Given data >>

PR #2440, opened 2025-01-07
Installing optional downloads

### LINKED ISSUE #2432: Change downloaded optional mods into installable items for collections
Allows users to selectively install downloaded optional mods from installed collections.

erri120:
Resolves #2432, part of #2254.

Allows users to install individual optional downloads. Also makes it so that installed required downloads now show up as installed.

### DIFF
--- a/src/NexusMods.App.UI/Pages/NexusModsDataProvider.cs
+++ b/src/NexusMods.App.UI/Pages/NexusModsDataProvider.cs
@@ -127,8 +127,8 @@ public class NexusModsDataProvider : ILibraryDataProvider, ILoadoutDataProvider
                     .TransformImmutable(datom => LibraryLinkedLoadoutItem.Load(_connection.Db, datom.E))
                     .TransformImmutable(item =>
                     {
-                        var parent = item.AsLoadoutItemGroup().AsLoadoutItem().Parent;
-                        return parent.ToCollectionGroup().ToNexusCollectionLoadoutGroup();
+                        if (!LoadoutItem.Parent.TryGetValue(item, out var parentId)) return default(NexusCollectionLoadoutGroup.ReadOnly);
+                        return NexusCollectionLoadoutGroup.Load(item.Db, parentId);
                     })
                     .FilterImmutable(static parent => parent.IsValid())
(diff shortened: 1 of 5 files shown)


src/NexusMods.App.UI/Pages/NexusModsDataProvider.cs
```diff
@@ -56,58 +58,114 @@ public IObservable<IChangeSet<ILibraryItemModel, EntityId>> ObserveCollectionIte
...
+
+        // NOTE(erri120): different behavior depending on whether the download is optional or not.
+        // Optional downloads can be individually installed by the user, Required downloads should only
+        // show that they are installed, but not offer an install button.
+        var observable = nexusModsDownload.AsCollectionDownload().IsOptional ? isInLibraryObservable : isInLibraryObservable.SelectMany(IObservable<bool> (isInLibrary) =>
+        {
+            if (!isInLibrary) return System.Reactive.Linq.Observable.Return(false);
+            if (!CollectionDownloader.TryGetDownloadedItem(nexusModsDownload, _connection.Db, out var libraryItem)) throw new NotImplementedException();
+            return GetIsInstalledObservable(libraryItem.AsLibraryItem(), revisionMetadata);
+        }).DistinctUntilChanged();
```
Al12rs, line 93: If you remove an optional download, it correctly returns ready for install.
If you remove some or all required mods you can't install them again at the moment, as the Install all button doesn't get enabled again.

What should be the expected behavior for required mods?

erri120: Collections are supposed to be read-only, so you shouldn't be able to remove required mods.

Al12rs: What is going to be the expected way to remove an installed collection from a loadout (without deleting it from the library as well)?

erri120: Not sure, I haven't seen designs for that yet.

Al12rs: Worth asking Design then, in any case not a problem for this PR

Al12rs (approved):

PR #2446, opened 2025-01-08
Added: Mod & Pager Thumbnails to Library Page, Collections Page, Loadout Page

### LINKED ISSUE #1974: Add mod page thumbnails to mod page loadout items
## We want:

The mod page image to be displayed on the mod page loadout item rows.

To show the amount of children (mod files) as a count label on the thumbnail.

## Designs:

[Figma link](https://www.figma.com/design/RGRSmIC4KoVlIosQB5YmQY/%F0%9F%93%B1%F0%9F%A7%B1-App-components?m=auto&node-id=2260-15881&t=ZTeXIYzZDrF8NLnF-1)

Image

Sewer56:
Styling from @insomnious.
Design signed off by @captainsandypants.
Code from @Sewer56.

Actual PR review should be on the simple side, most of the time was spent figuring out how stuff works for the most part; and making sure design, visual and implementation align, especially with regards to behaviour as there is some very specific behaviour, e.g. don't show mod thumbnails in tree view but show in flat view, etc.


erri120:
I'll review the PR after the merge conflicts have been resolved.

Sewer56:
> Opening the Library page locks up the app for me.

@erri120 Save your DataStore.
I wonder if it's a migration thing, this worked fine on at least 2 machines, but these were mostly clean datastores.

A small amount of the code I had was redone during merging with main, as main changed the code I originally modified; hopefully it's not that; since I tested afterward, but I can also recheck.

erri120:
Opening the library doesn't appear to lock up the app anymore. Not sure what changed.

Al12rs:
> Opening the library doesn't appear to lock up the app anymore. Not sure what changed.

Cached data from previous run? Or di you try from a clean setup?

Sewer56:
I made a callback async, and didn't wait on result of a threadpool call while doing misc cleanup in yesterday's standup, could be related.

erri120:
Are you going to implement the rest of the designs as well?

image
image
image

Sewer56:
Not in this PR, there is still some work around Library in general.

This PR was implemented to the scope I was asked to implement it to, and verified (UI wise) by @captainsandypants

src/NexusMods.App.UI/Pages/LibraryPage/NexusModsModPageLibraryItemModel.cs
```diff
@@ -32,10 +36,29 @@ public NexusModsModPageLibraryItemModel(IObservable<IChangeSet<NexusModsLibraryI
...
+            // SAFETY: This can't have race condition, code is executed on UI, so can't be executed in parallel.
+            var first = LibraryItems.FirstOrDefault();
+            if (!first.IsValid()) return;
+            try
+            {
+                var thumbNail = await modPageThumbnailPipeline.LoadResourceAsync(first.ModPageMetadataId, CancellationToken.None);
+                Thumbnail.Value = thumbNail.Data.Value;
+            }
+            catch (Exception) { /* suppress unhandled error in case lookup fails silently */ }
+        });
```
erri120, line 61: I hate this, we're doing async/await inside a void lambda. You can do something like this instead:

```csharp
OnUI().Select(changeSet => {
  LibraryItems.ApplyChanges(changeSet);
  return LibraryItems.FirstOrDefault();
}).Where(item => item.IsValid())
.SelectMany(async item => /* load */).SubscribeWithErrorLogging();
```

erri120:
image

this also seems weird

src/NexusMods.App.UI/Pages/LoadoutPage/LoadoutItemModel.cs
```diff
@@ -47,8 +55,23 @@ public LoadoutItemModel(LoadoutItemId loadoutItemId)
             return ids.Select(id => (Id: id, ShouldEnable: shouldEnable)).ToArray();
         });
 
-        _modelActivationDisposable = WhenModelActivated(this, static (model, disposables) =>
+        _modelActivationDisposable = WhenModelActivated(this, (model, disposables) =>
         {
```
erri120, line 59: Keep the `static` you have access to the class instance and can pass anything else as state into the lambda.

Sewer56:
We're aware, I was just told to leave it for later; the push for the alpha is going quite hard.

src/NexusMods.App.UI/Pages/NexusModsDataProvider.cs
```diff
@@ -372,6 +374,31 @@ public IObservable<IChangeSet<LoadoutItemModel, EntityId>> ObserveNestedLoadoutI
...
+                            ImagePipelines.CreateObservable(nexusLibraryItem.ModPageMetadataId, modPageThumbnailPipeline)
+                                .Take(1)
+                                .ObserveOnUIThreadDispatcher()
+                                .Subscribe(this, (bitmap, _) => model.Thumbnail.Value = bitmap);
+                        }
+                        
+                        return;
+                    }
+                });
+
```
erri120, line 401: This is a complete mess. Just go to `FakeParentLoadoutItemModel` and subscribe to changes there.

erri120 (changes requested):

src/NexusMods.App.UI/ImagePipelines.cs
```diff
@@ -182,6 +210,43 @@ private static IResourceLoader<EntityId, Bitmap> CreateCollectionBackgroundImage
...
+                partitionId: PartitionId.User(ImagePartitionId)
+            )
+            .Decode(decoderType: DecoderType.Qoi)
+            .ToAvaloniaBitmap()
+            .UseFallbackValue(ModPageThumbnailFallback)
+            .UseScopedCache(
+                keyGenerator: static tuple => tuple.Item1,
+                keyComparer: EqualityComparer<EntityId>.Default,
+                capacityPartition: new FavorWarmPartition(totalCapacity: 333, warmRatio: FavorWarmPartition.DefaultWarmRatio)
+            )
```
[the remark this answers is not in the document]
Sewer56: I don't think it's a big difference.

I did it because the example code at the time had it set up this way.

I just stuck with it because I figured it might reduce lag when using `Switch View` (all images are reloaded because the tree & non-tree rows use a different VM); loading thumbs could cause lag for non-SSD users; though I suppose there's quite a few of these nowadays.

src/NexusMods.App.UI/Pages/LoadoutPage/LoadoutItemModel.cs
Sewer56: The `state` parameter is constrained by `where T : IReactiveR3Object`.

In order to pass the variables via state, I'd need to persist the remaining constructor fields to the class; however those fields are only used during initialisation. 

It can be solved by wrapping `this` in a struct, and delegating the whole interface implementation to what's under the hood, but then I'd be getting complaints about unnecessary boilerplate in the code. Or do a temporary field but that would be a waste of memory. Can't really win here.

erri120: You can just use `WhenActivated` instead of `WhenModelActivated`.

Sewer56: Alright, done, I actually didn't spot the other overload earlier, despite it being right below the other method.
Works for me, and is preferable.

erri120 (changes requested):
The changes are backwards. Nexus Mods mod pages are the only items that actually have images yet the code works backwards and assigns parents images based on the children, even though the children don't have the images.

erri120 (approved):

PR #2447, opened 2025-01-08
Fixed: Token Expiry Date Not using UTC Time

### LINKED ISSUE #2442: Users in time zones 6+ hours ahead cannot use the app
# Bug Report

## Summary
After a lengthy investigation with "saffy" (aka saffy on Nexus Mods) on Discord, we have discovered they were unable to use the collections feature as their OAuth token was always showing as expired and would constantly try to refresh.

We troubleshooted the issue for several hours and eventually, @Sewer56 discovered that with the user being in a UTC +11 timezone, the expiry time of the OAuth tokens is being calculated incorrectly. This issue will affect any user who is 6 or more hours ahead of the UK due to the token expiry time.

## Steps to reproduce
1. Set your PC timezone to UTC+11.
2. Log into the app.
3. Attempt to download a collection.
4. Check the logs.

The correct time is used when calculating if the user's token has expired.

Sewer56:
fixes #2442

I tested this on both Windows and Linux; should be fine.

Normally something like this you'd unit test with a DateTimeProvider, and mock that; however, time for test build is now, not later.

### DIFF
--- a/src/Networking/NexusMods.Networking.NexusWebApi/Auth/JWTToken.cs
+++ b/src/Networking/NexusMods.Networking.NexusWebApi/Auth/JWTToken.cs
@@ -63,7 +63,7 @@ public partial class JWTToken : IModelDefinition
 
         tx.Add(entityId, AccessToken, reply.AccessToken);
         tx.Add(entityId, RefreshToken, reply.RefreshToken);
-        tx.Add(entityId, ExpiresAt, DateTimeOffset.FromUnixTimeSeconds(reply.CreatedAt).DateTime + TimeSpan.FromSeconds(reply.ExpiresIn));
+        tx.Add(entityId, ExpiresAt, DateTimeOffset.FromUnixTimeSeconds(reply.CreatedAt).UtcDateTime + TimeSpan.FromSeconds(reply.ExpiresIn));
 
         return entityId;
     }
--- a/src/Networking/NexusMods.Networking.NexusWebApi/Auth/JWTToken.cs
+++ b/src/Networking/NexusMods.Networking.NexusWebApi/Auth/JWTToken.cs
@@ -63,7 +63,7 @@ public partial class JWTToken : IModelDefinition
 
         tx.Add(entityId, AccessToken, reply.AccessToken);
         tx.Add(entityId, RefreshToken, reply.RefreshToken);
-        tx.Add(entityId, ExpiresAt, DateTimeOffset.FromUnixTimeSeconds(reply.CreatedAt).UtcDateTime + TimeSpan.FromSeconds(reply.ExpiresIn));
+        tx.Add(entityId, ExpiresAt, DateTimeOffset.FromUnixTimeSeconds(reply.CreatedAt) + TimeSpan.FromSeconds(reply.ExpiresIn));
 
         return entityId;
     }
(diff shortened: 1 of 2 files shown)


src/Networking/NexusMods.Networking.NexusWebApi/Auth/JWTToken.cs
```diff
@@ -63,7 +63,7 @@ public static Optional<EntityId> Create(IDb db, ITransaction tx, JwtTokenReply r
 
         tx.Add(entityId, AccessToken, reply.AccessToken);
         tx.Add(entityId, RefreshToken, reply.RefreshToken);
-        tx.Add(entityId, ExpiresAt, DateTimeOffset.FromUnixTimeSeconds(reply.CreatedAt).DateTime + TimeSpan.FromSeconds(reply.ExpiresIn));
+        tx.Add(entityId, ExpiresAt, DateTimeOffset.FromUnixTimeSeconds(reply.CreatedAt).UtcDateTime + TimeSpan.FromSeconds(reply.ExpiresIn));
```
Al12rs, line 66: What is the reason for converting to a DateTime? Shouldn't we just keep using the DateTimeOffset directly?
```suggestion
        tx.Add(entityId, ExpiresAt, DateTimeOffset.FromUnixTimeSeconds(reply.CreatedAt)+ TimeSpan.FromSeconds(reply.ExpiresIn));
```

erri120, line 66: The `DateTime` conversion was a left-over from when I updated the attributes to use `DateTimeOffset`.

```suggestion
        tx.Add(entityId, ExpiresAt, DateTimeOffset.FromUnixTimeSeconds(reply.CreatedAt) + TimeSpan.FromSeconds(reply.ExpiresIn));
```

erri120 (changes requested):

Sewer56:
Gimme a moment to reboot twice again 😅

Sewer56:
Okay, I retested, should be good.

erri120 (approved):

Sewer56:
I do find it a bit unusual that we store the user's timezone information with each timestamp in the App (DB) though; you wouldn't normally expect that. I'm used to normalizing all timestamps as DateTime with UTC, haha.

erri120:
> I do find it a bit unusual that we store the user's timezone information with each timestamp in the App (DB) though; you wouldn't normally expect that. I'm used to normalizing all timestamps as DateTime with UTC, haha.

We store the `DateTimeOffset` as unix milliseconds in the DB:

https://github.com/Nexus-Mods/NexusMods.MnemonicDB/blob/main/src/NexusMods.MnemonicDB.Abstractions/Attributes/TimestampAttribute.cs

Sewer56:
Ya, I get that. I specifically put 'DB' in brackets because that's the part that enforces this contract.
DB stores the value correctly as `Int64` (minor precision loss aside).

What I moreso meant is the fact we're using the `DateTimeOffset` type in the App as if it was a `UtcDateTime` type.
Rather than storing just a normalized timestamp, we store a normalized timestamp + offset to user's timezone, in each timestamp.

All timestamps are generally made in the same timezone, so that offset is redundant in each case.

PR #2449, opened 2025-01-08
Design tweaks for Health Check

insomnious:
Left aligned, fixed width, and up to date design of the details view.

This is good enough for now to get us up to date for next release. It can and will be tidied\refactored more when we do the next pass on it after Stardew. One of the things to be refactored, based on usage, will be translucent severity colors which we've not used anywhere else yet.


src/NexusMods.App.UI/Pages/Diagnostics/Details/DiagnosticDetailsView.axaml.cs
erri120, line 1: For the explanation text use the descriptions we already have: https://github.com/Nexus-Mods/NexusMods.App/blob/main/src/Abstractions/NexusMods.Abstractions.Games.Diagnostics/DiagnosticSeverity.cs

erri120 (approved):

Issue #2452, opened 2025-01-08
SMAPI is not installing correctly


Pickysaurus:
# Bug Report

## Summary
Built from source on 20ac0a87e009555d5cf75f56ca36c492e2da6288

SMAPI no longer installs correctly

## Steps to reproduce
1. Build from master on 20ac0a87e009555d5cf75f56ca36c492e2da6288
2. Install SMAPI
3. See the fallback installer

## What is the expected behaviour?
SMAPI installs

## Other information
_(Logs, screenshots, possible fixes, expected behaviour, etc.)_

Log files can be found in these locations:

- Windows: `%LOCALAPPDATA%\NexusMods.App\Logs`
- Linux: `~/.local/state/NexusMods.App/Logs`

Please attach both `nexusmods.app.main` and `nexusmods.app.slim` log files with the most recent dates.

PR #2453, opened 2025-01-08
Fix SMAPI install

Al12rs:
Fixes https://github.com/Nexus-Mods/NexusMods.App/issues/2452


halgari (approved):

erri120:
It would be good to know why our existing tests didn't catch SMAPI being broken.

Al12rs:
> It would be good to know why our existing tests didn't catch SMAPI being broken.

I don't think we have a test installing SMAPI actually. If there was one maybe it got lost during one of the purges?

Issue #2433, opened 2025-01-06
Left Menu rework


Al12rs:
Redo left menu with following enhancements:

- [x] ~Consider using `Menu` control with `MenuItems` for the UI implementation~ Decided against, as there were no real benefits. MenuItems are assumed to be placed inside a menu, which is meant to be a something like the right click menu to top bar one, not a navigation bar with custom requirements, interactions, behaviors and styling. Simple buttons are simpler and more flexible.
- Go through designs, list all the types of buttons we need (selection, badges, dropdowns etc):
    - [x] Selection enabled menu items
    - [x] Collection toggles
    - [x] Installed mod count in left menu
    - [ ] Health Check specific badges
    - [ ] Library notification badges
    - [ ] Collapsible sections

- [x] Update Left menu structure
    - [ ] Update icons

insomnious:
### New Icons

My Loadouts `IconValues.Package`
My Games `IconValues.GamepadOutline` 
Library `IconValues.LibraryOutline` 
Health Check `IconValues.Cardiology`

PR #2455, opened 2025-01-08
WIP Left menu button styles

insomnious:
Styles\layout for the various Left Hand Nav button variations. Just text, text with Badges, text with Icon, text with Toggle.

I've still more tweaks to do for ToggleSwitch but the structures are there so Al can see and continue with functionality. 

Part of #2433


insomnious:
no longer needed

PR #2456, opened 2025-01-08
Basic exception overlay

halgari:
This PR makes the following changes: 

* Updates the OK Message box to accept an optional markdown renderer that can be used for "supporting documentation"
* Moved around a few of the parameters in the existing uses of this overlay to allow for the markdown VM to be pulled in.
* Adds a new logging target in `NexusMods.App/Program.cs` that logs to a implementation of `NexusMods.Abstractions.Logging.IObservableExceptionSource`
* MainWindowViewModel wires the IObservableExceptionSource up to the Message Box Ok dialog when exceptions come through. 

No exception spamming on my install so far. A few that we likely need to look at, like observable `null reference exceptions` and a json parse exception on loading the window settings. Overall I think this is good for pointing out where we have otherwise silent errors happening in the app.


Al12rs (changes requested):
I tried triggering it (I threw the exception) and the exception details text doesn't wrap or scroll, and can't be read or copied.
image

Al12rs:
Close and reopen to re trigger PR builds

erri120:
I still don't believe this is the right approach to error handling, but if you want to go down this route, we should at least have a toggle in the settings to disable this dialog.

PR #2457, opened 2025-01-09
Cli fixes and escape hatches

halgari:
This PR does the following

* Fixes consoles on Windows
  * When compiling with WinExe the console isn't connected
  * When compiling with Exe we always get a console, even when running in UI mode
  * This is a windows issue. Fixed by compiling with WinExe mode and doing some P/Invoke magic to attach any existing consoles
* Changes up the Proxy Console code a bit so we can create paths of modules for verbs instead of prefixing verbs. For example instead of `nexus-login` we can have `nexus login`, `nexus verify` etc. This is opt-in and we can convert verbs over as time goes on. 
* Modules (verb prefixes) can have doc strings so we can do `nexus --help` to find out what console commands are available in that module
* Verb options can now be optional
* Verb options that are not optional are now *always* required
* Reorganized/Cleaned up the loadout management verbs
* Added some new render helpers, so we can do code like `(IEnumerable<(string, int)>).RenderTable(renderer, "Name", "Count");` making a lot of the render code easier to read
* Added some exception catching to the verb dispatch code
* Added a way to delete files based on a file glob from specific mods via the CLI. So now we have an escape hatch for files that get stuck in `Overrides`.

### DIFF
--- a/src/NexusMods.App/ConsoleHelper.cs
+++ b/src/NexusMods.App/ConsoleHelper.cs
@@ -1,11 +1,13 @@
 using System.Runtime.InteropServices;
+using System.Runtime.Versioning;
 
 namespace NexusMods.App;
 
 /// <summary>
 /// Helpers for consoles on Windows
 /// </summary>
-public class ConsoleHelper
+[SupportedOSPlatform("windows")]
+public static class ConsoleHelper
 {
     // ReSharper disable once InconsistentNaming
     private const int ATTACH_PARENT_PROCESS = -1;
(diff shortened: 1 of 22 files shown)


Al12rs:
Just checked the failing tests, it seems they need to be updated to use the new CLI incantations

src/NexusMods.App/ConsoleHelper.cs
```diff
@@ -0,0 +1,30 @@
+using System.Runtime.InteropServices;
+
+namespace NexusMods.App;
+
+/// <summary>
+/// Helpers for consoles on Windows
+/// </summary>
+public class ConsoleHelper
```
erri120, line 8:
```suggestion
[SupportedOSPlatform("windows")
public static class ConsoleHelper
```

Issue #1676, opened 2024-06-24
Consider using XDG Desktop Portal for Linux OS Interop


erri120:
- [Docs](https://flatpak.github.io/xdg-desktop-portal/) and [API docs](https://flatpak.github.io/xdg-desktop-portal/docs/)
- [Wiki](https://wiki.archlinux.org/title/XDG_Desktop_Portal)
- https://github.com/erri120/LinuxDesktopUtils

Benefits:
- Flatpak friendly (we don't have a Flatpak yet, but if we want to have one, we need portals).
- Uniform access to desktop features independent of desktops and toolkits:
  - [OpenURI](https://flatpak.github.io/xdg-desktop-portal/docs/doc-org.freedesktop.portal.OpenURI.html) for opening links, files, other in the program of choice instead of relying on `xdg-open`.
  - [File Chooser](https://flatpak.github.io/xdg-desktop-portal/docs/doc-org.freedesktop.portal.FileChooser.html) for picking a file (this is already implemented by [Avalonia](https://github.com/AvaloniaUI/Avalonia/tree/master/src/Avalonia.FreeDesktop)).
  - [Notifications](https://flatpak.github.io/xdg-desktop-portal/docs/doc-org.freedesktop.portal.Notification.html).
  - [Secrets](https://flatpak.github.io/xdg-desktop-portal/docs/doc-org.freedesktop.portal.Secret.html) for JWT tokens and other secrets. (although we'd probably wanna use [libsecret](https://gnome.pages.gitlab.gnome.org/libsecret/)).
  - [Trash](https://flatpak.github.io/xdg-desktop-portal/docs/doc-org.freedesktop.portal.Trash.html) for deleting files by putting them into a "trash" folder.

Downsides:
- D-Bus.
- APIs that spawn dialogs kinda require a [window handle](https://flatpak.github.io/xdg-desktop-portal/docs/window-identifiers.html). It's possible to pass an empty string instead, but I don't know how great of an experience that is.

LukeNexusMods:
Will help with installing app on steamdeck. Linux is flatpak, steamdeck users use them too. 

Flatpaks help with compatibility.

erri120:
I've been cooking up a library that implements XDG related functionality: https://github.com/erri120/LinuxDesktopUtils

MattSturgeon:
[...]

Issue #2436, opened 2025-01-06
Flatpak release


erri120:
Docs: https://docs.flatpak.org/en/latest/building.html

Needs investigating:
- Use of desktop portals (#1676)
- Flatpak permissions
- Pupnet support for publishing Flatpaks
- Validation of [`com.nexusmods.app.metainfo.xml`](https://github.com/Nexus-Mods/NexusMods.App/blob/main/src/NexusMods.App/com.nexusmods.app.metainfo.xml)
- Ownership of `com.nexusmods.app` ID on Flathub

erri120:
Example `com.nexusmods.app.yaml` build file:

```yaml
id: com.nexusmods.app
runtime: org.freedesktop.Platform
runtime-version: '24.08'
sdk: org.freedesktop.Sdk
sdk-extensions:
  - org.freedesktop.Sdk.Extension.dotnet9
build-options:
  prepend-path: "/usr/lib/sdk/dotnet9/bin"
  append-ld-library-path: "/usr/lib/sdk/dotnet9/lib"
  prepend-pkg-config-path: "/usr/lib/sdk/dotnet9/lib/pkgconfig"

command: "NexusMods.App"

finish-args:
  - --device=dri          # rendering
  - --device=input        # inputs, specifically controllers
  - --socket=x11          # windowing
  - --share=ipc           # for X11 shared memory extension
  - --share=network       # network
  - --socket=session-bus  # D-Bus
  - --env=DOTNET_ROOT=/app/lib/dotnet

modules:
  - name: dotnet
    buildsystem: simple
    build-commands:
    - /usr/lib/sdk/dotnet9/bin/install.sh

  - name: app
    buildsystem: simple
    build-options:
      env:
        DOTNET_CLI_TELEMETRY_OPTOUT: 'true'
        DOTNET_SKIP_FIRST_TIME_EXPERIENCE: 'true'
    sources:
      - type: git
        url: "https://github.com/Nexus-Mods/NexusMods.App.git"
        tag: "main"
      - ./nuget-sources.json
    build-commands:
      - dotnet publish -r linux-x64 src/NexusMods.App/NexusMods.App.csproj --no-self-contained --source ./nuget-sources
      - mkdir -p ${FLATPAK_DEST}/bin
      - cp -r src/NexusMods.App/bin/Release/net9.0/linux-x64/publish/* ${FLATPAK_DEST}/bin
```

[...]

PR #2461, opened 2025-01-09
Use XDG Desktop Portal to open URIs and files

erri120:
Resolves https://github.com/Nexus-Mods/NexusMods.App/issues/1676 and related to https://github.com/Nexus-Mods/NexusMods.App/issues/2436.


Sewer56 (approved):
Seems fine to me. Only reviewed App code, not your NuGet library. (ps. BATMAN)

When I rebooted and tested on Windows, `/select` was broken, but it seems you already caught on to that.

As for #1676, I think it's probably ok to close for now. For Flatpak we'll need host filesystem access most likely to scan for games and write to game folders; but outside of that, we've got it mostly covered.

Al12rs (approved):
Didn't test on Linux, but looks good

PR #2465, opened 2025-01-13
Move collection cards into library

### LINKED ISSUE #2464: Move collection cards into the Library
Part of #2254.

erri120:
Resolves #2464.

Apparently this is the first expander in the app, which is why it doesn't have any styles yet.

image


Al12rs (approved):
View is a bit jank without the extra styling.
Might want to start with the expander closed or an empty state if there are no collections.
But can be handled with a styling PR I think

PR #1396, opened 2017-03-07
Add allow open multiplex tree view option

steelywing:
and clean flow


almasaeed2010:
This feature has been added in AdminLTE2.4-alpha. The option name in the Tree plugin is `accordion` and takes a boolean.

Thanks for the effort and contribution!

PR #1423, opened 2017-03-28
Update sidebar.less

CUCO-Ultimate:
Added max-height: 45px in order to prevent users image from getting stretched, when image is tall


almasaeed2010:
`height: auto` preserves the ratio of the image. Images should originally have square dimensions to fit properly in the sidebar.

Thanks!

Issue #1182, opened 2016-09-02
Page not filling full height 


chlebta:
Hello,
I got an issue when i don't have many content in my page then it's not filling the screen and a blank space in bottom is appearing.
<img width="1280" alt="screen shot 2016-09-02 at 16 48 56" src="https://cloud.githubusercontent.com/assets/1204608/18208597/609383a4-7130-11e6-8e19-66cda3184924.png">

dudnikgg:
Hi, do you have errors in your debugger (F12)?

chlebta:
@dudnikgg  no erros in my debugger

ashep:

Exercise directions >> Return, word for word, the lines of the data above from the line with "Design tweaks for Health Check" through the line with "Issue #2433, opened 2025-01-06", inclusive.

Answer space >>
Design tweaks for Health Check

insomnious:
Left aligned, fixed width, and up to date design of the details view.

This is good enough for now to get us up to date for next release. It can and will be tidied\refactored more when we do the next pass on it after Stardew. One of the things to be refactored, based on usage, will be translucent severity colors which we've not used anywhere else yet.


src/NexusMods.App.UI/Pages/Diagnostics/Details/DiagnosticDetailsView.axaml.cs
erri120, line 1: For the explanation text use the descriptions we already have: https://github.com/Nexus-Mods/NexusMods.App/blob/main/src/Abstractions/NexusMods.Abstractions.Games.Diagnostics/DiagnosticSeverity.cs

erri120 (approved):

Issue #2452, opened 2025-01-08
SMAPI is not installing correctly


Pickysaurus:
# Bug Report

## Summary
Built from source on 20ac0a87e009555d5cf75f56ca36c492e2da6288

SMAPI no longer installs correctly

## Steps to reproduce
1. Build from master on 20ac0a87e009555d5cf75f56ca36c492e2da6288
2. Install SMAPI
3. See the fallback installer

## What is the expected behaviour?
SMAPI installs

## Other information
_(Logs, screenshots, possible fixes, expected behaviour, etc.)_

Log files can be found in these locations:

- Windows: `%LOCALAPPDATA%\NexusMods.App\Logs`
- Linux: `~/.local/state/NexusMods.App/Logs`

Please attach both `nexusmods.app.main` and `nexusmods.app.slim` log files with the most recent dates.

PR #2453, opened 2025-01-08
Fix SMAPI install

Al12rs:
Fixes https://github.com/Nexus-Mods/NexusMods.App/issues/2452


halgari (approved):

erri120:
It would be good to know why our existing tests didn't catch SMAPI being broken.

Al12rs:
> It would be good to know why our existing tests didn't catch SMAPI being broken.

I don't think we have a test installing SMAPI actually. If there was one maybe it got lost during one of the purges?

Issue #2433, opened 2025-01-06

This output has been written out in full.